=== Dataset entries ===

PR #186, opened 2024-07-25
Implement snapshot purge

shuo-wu:

Issue longhorn/longhorn#7199

Need to rely on purge APIs to clean up system snapshots created by rebuilding automatically


pkg/spdk/replica.go
```diff
@@ -1071,6 +1071,51 @@ func (r *Replica) SnapshotRevert(spdkClient *spdkclient.Client, snapshotName str
...
+
+	if r.ChainLength < 2 {
+		return fmt.Errorf("invalid chain length %d for replica snapshot purge", r.ChainLength)
+	}
+
+	// delete all non-user-created snapshots
+	for snapshotLvolName, snapSvcLvol := range r.SnapshotLvolMap {
+		if snapSvcLvol.UserCreated {
+			continue
+		}
```
derekbit, line 1102: We have a [bug](https://github.com/longhorn/longhorn/issues/9054#issuecomment-2245049025) in v1.6.2.
The `userCreated` of snapshots for v2 volumes created in v1.6.2 are set to `false`.
The purge will lead to these snapshots being deleted.
We can add this in the `important note`? Is it OK? cc @shuo-wu @DamiaSan @innobead

shuo-wu: YES. I am fine with it.

pkg/types/types.go
```diff
@@ -71,4 +71,7 @@ const (
 	ProgressStateComplete   = "complete"
 	ProgressStateInProgress = "in_progress"
 	ProgressStateStarting   = "starting"
+
+	// SPDKShallowCopyStateNew is the state returned from spdk_tgt. There is no underscore in the string.
+	SPDKShallowCopyStateInProgress = "in progress"
```
derekbit, line 76: It is annoying..

derekbit (approved):
LGTM

derekbit:
@shuo-wu It is a DRAFT. Will you convert it to READY?

derekbit (dismissed):

derekbit:
@shuo-wu will update the unit test later.

derekbit (approved):

PR #187, opened 2024-07-26
 feat(disk driver): don't explicitly specify userspace I/O driver while creating disk

derekbit:

Issue longhorn/longhorn#8813

- feat(disk driver): don't explicitly specify userspace I/O driver while creating disk
- fix(disk driver): fix deletion of disk based on nvme bdev driver


DamiaSan:
Is `setup.sh` that use `vfio-pci` as default?

derekbit:
> Is setup.sh that use vfio-pci as default?

Yes.

derekbit:
> Is `setup.sh` that use `vfio-pci` as default?

https://github.com/longhorn/spdk/blob/longhorn-v24.05/scripts/setup.sh#L412-L441

DamiaSan (approved):

PR #191, opened 2024-07-30
fix(disk): unable to unbind disk if it is failed to create it

derekbit:

Issue Longhorn/longhorn#9126

- If disk UUID is not provided while deleting a disk. Use disk name instead.
- Unbind a disk if failed to attach it while attaching.

### DIFF
--- a/pkg/spdk/disk.go
+++ b/pkg/spdk/disk.go
@@ -85,17 +85,26 @@ func svcDiskDelete(spdkClient *spdkclient.Client, diskName, diskUUID, diskPath, 
 		}
 	}()
 
-	if diskName == "" || diskUUID == "" {
-		return &emptypb.Empty{}, grpcstatus.Error(grpccodes.InvalidArgument, "disk name and disk UUID are required")
+	if diskName == "" {
+		return &emptypb.Empty{}, grpcstatus.Error(grpccodes.InvalidArgument, "disk name is required")
 	}
 
+	var lvstores []spdktypes.LvstoreInfo
 	bdevName := ""
-	lvstores, err := spdkClient.BdevLvolGetLvstore("", diskUUID)
+
+	if diskUUID != "" {
+		lvstores, err = spdkClient.BdevLvolGetLvstore("", diskUUID)
+	} else {
+		// The disk is not successfully created in creation stage because the diskUUID is not provided,
+		// so we blindly use the diskName as the bdevName here.
+		log.Warn("Disk UUID is not provided, trying to get lvstore with disk name")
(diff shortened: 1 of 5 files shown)


pkg/spdk/disk.go
```diff
@@ -85,25 +85,31 @@ func svcDiskDelete(spdkClient *spdkclient.Client, diskName, diskUUID, diskPath,
 		}
 	}()
 
-	if diskName == "" || diskUUID == "" {
-		return &emptypb.Empty{}, grpcstatus.Error(grpccodes.InvalidArgument, "disk name and disk UUID are required")
+	if diskName == "" {
```
shuo-wu, line 88: What if somehow only `diskUUID` is provided? 
The function should try its best to do the cleanup:
1. If `diskName` is provided, we will use this name as lvstore name during deletion
2. If `diskUUID` is provided, we will use this UUID as lvstoreUUID during deletion 
3. If both are provided, we will verify there is an exact lvstore matching both during deletion

derekbit: > What if somehow only diskUUID is provided?

Only `diskUUID` should be impossible, because the diskName is must-have information, so we only need to handle empty UUID case.
Ref: https://github.com/longhorn/longhorn-manager/blob/master/controller/node_controller.go#L1680-L1698

pkg/spdk/disk.go
```diff
@@ -85,17 +85,26 @@ func svcDiskDelete(spdkClient *spdkclient.Client, diskName, diskUUID, diskPath,
...
+		// so we blindly use the diskName as the bdevName here.
+		log.Warn("Disk UUID is not provided, trying to get lvstore with disk name")
+		lvstores, err = spdkClient.BdevLvolGetLvstore(diskName, "")
+	}
 	if err != nil {
 		if !jsonrpc.IsJSONRPCRespErrorNoSuchDevice(err) {
 			return nil, errors.Wrapf(err, "failed to get lvstore with UUID %v", diskUUID)
 		}
-		log.Warnf("Cannot find lvstore with UUID %v", diskUUID)
+		log.WithError(err).Warnf("Failed to get lvstore with UUID or disk name, blindly use disk name as bdev name")
```
c3y1huang, line 107:
```suggestion
		log.WithError(err).Warn("Failed to get lvstore with UUID or disk name, blindly use disk name as bdev name")
```

c3y1huang (changes requested):

pkg/spdk/disk.go
derekbit: Updated. Thank you.

c3y1huang (approved):

PR #25, opened 2023-05-16
Update Engine

shuo-wu:
1. Introduce engine cache
2. Implement API `EngineList`
3. Add monitoring for engine
4. Improve engine CURD implementation

PR #192, opened 2024-07-31
feat(v2): DR volume

c3y1huang:

Issue longhorn/longhorn#6613

Implement incremental restore.

`None`

`None`


go.mod
```diff
@@ -4,6 +4,8 @@ go 1.22.0
 
 toolchain go1.22.5
 
+replace github.com/longhorn/backupstore => github.com/c3y1huang/backupstore v0.0.0-20240731031751-cb5deaa2ca0e
```
c3y1huang, line 7: TODO: update after https://github.com/longhorn/backupstore/pull/183

pkg/spdk/replica.go
```diff
@@ -1925,14 +1925,18 @@ func (r *Replica) BackupRestore(spdkClient *spdkclient.Client, backupUrl, snapsh
...
+		r.log.Info("Resetting the restore for backup %v", backupUrl)
+
 		var lvolName string
 		var snapshotNameToBeRestored string
 
 		validLastRestoredBackup := r.canDoIncrementalRestore(restore, backupUrl, backupName)
 		if validLastRestoredBackup {
+			r.log.Infof("Starting an incremental restore for backup %v", backupUrl)
 			lvolName = GetReplicaSnapshotLvolName(r.Name, restore.LastRestored)
 			snapshotNameToBeRestored = restore.LastRestored
```
shuo-wu, line 1937: Do we need to change `restore.SnapshotName` and `restore.LvolName` during incremental restore? And isn't `restore.LastRestored` a **backup** name? IIUC, DR volume will store all data into a single **snapshot** lvol.

shuo-wu:
I am thinking if we can improve the restore flow for SPDK volumes.

In the beginning, unlike v1 volumes, we ask the engine to get involved during restoration. But later on, the engine still asks each replica to fetch data from the backups separately, which is quite inefficient. (While v1 volumes have to do replica-level restoration since their engines know little about backup & restore.) Would we directly start the whole engine with all available replicas? Then the data can be directly written into the frontend

DamiaSan:
> But later on, the engine still asks each replica to fetch data from the backups separately

@shuo-wu  Could you describe what you mean by _separately_?

pkg/spdk/restore.go
```diff
@@ -141,7 +141,7 @@ func (r *Restore) OpenVolumeDev(volDevName string) (*os.File, string, error) {
 	if err != nil {
 		return nil, "", errors.Wrapf(err, "failed to create NVMe initiator for lvol bdev %v", lvolName)
 	}
-	if _, err := initiator.Start(r.ip, strconv.Itoa(int(r.port)), false); err != nil {
+	if _, err := initiator.Start(r.ip, strconv.Itoa(int(r.port)), dmDeviceAndEndpointCleanupRequired); err != nil {
```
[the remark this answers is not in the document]
c3y1huang: After discussion with @derekbit @shuo-wu , we can blindly set `dmDeviceAndEndpointCleanupRequired` to `true` for both full restore and incremental restore.

pkg/spdk/replica.go
c3y1huang: After discussion with @derekbit @shuo-wu , a single snapshot needs to be taken and retained for incremental restore. I will check the snapshot naming during implementation.

pkg/spdk/replica.go
```diff
@@ -2050,6 +2083,36 @@ func (r *Replica) waitForRestoreComplete() error {
...
+
+	if r.restore.State == btypes.ProgressStateCanceled {
+		r.log.Info("Doing nothing for canceled backup restoration")
+		return nil
+	}
+
+	r.log.Infof("Deleting snapshot %v for snapshot replacement of the restored volume", restore.SnapshotName)
+	_, err := r.SnapshotDelete(spdkClient, restore.SnapshotName)
+	if err != nil {
+		r.log.WithError(err).Error("Failed to take snapshot of the restored volume")
```
DamiaSan, line 2097: Here you are deleting a snapshot

pkg/spdk/engine.go
```diff
@@ -1797,6 +1805,62 @@ func (e *Engine) BackupRestore(spdkClient *spdkclient.Client, backupUrl, engineN
...
+}
+
+func (e *Engine) waitForRestoreComplete() error {
+	periodicChecker := time.NewTicker(time.Duration(restorePeriodicRefreshInterval.Seconds()) * time.Second)
+	defer periodicChecker.Stop()
+
+	var err error
+	for range periodicChecker.C {
+		isReplicaRestoreCompleted := true
+		for replicaName, replicaAddress := range e.ReplicaAddressMap {
```
shuo-wu, line 1826: It's better to verify if the replica is mode RW before checking the restore status

pkg/spdk/engine.go
```diff
@@ -1797,6 +1805,62 @@ func (e *Engine) BackupRestore(spdkClient *spdkclient.Client, backupUrl, engineN
 	return resp, nil
 }
 
+func (e *Engine) completeBackupRestore(spdkClient *spdkclient.Client) error {
+	if err := e.waitForRestoreComplete(); err != nil {
+		return errors.Wrapf(err, "failed to wait for restore complete")
+	}
+
+	return e.BackupRestoreFinish(spdkClient)
```
shuo-wu, line 1816: If there is a goroutine wait here then automatically invoke `e.BackupRestoreFinish`, do we still need to expose gRPC API `EngineBackupRestoreFinish`?

Besides, I just notice that `e.BackupRestoreFinish` will attach all replicas and create a RAID (but without any further operations like checksum verification). What is the purpose? In other words, do we really need `e.BackupRestoreFinish`?

pkg/spdk/engine.go
```diff
@@ -61,7 +61,8 @@ type Engine struct {
 	Head        *api.Lvol
 	SnapshotMap map[string]*api.Lvol
 
-	IsRestoring bool
+	IsRestoring           bool
+	RestoringSnapshotName string
```
shuo-wu, line 65: For a DR volume, is this the final snapshot name, or the snapshot name of the upcoming incremental restore?

pkg/spdk/replica.go
```diff
@@ -2083,7 +2083,32 @@ func (r *Replica) waitForRestoreComplete() error {
...
+func (r *Replica) postIncrementalRestoreOperations(spdkClient *spdkclient.Client, restore *Restore) error {
+	r.log.Infof("Replacing snapshot %v of the restored volume", restore.SnapshotName)
+
+	if r.restore.State == btypes.ProgressStateCanceled {
+		r.log.Info("Doing nothing for canceled backup restoration")
+		return nil
+	}
+
+	r.log.Infof("Deleting snapshot %v for snapshot replacement of the restored volume", restore.SnapshotName)
+	_, err := r.SnapshotDelete(spdkClient, restore.SnapshotName)
```
shuo-wu, line 2095: What if this is the first snapshot of a DR volume?

shuo-wu (commented):
As we discussed in the meeting, do we need an API for DR volume activation?

pkg/spdk/engine.go
c3y1huang: Final and upcoming, only this snapshot name will be used during the restore.

pkg/spdk/replica.go
c3y1huang: AFAIK if we delete the first snapshot it will get coalesced into the head. Any concerns?

pkg/spdk/engine.go
c3y1huang: > If there is a goroutine wait here then automatically invoke `e.BackupRestoreFinish`, do we still need to expose gRPC API `EngineBackupRestoreFinish`?
> 

After discussing with @derekbit , we agreed that we don't need to expose gRPC API `EngineBackupRestoreFinish`, as it's not currently used by either v1 or v2 engine. Originally, this API was to abstract the finish operation.

> Besides, I just notice that `e.BackupRestoreFinish` will attach all replicas and create a RAID (but without any further operations like checksum verification). What is the purpose? In other words, do we really need `e.BackupRestoreFinish`?

At the start of the backup restore operation, we deleted the RAID bdev, disconnected all replicas, and set the e.IsRestoring flag. The purpose of `e.BackupRestoreFinish` is to complete the cycle by reattaching the replicas, recreating the RAID bdev, and resetting the flag.

c3y1huang: [Chore: remove EngineBackupRestoreFinish RPC #25](https://github.com/longhorn/types/pull/25).

pkg/spdk/replica.go
shuo-wu: Oh YES. SPDK can coalesce snapshot content into the current head lvol. Plz add a comment for this.

pkg/spdk/engine.go
shuo-wu: I see. Although launching a RAID for a restoring/DR volume is redundant, we don't need to modify the periodic verification logic.

pkg/spdk/replica.go
c3y1huang: Added comment, thank you.

pkg/spdk/engine.go
shuo-wu: Does the engine need to cache this? At least for now, it is used in `Engine. BackupRestore` only

c3y1huang: We will include e.RestoringSnapshotName in the BackupRestoreRequest to ensure the snapshot name is consistent.

shuo-wu: OK. It make sure DR volume snapshot name keeps unchanged

shuo-wu (approved):

DamiaSan (approved):

shuo-wu (approved):

pkg/spdk/engine.go
```diff
@@ -1748,15 +1749,28 @@ func (e *Engine) BackupRestore(spdkClient *spdkclient.Client, backupUrl, engineN
 	e.IsRestoring = true
 
 	// TODO: support DR volume
```
derekbit, line 1751: Remove `// TODO: support DR volume`

derekbit (commented):
LGTM.
Only one minor comment.

pkg/spdk/engine.go
c3y1huang: Fixed, thank you.

derekbit (approved):
Thanks @c3y1huang. Awesome task.

PR #194, opened 2024-08-03
fix: replicas should do expose blindly during rebuilding; server should not create orphan replicas for rebuilding lvols

shuo-wu:

Issue 
longhorn/longhorn#7199
longhorn/longhorn#9121

### DIFF
--- a/pkg/spdk/replica.go
+++ b/pkg/spdk/replica.go
@@ -111,7 +111,6 @@ type RebuildingSrcCache struct {
 	dstReplicaName string
 	// dstRebuildingBdev is the result of attaching the rebuilding lvol exposed by the dst replica
 	dstRebuildingBdevName string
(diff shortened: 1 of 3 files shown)


derekbit:
The "Invalid argument" issue stills exists.
```
FAIL: spdk_test.go:397: TestSuite.TestSPDKMultipleThreadSnapshotOpsAndRebuilding

spdk_test.go:1208:
    c.Assert(rebuildingStatus.Error, Equals, "")
... obtained string = "Invalid argument"
... expected string = ""
```

shuo-wu:
Weird. It's hard to trigger any errors in my private env, especially running test `TestSPDKMultipleThreadSnapshotOpsAndRebuilding` only

derekbit (approved):
LGTM

PR #195, opened 2024-08-08
fix(engine): mark replica as ERROR if it is not found

derekbit:

Issue https://github.com/longhorn/longhorn/issues/9166

Mark replica as ERROR if it is not found. Then, longhorn-manager will be aware of the failed replica and trigger cleanup.


pkg/spdk/engine.go
```diff
@@ -648,7 +648,12 @@ func (e *Engine) checkAndUpdateInfoFromReplicaNoLock() {
 		}
 		replica, err := replicaServiceCli.ReplicaGet(replicaName)
 		if err != nil {
-			e.log.WithError(err).Warnf("failed to get replica %s with address %s, will skip this replica and continue info update from replica", replicaName, address)
+			if strings.Contains(err.Error(), "cannot find replica") {
+				e.log.WithError(err).Warnf("Failed to get replica %s with address %s, make it as ERR", replicaName, address)
+				e.ReplicaModeMap[replicaName] = types.ModeERR
+			} else {
+				e.log.WithError(err).Warnf("failed to get replica %s with address %s, will skip this replica and continue info update from replica", replicaName, address)
```
shuo-wu, line 655: NIT: Correct the printed error log format then it's good to go

shuo-wu (dismissed):

pkg/spdk/engine.go
derekbit: Fixed. Thank you.

derekbit:
@shuo-wu There are some changes. Could you review it again? Thank you.

pkg/spdk/engine.go
```diff
@@ -648,7 +648,8 @@ func (e *Engine) checkAndUpdateInfoFromReplicaNoLock() {
 		}
 		replica, err := replicaServiceCli.ReplicaGet(replicaName)
 		if err != nil {
-			e.log.WithError(err).Warnf("failed to get replica %s with address %s, will skip this replica and continue info update from replica", replicaName, address)
+			e.log.WithError(err).Warnf("Failed to get replica %s with address %s, make it as ERR", replicaName, address)
```
shuo-wu, line 651: NIT: `mark the mode from %v to ERR`

This would provide a little bit more info

shuo-wu (approved):

innobead:
Well done. LGTM.

PR #199, opened 2024-08-10
fix: fix engine replica deletion and replica varification issues

shuo-wu:

### DIFF
--- a/pkg/spdk/engine.go
+++ b/pkg/spdk/engine.go
@@ -643,12 +643,17 @@ func (e *Engine) checkAndUpdateInfoFromReplicaNoLock() {
 	// hasBackingImage := false
 	hasSnapshot := false
 	for replicaName, address := range e.ReplicaAddressMap {
-		if e.ReplicaModeMap[replicaName] != types.ModeRW {
+		if e.ReplicaModeMap[replicaName] != types.ModeRW && e.ReplicaModeMap[replicaName] != types.ModeWO {
+			if e.ReplicaModeMap[replicaName] != types.ModeERR {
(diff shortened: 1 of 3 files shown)


pkg/spdk/engine.go
```diff
@@ -1234,6 +1234,19 @@ func (e *Engine) ReplicaDelete(spdkClient *spdkclient.Client, replicaName, repli
...
+		if err = e.initiator.Suspend(true, true); err != nil {
+			return errors.Wrapf(err, "failed to suspend NVMe initiator before removing replica %s base bdev from engine %s RAID", replicaName, e.Name)
+		}
+		defer func() {
+			if err = e.initiator.Resume(); err != nil {
+				err = errors.Wrapf(err, "failed to suspend NVMe initiator after removing replica %s base bdev from engine %s RAID", replicaName, e.Name)
+			}
+		}()
+	}
+
```
derekbit, line 1252: What do we need to suspend frontend for the replica deletion?

derekbit:
@shuo-wu Can the PR be reviewed?

pkg/spdk/engine.go
shuo-wu: Let's remove this commit. 
When Longhorn deletes a replica from the engine, spdk_tgt will print out lots of errors like `nvme_tcp.c:2177:nvme_tcp_qpair_process_completions: *ERROR*: Failed to flush tqpair=0x1826e70 (9): Bad file descriptor`. I was thinking adding a frontend suspend would avoid it. but after testing it today, the answer is NO.

derekbit (approved):

derekbit (approved):
LGTM

derekbit (approved):

Issue #535, opened 2020-12-18
Report iframe and canvas do not have a title or label


NiquiCara:
The iframe containing the graph, and the canvas displaying the graph, need an accessible title or label

![iframe-missing-label](https://user-images.githubusercontent.com/45127691/102561077-c1c8b280-40a1-11eb-9633-219688088f3a.PNG)

CraigJZ:
Closed by #580

Issue #534, opened 2020-12-18
Reports: text-box for date selector does not have an accessible label


NiquiCara:
This textbox does not have a label associated with it.

We can either add a label with `sr-only` or we can add an aria-label tag. I think either will work.

![textbox-without-label](https://user-images.githubusercontent.com/45127691/102560989-8fb75080-40a1-11eb-813e-a2297d7f854b.PNG)

CraigJZ:
Closed by #580

PR #580, opened 2021-01-09
Possible path for integrating blazer into the site navigation.

CraigJZ:
Currently, blazer is not accessible through the site's navigation. This branch offers a possible approach to that by removing the current reports routing and adding `as: reports` to the blazer routes.

An alternative approach can be seen here: https://github.com/ankane/blazer/issues/50#issuecomment-259071162. This appears to requiring forking the gem, which we have avoided doing so far.

@benreyn or @mdworken, any thoughts or preferences on this?

If the proposed option is acceptable, I can finish cleaning it up and prepare a proper PR.

### DIFF
--- a/Gemfile
+++ b/Gemfile
@@ -64,7 +64,7 @@ group :development do
 end
 
 # Report builder
-gem 'reports_kit'
+gem 'reports_kit' # Replaced by blazer reporting - 1/24/21
 gem 'blazer'
 
 # Excel and CSV support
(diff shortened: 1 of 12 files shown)


CraigJZ:
Just adding some notes for future reference.
- Existing reports_kit code has been annotated with the following comment `# Replaced by blazer reporting - 1/24/21`  pending future discussions. Initially, reports_kit was setup as a backup for blazer if we couldn't scope queries to an organization. With that working blazer is the primary reporting tool now.
- The nav changes made in this branch are intentionally easily reversible should the group decide to go a different direction.

Closes #534 
Closes #535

===

What the task asks:
Which lines run from the one holding "PR #187, opened 2024-07-26" through the one holding "- feat(disk driver): don't" in the records above? Repeat them exactly, both included, and nothing more.

Answer to the exercise:
PR #187, opened 2024-07-26
 feat(disk driver): don't explicitly specify userspace I/O driver while creating disk

derekbit:

Issue longhorn/longhorn#8813

- feat(disk driver): don't explicitly specify userspace I/O driver while creating disk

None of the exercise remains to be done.